Reproduce exactly the lines from the one containing "feat(python): add CAN" through the last line of the records below, both included, and nothing else.

<<<<

PR #221, opened 2022-01-28
feat(python): add CAN messages to send limit switch status

caila-marashaj:
adding message definition to get limit switch status via CAN


python/opentrons_ot3_firmware/messages/payloads.py
```diff
@@ -203,3 +203,10 @@ class FirmwareUpdateCompleteAcknowledge(utils.BinarySerializable):
     """A response to the FirmwareUpdateComplete message."""
 
     error_code: utils.UInt16Field
+
+
+@dataclass
+class GetLimitSwitchResponse(utils.BinarySerializable):
+    """A response to the Limit Swith Status request payload"""
+
```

>>>>

**ANSWER SECTION**
feat(python): add CAN messages to send limit switch status

caila-marashaj:
adding message definition to get limit switch status via CAN


python/opentrons_ot3_firmware/messages/payloads.py
```diff
@@ -203,3 +203,10 @@ class FirmwareUpdateCompleteAcknowledge(utils.BinarySerializable):
     """A response to the FirmwareUpdateComplete message."""
 
     error_code: utils.UInt16Field
+
+
+@dataclass
+class GetLimitSwitchResponse(utils.BinarySerializable):
+    """A response to the Limit Swith Status request payload"""
+
```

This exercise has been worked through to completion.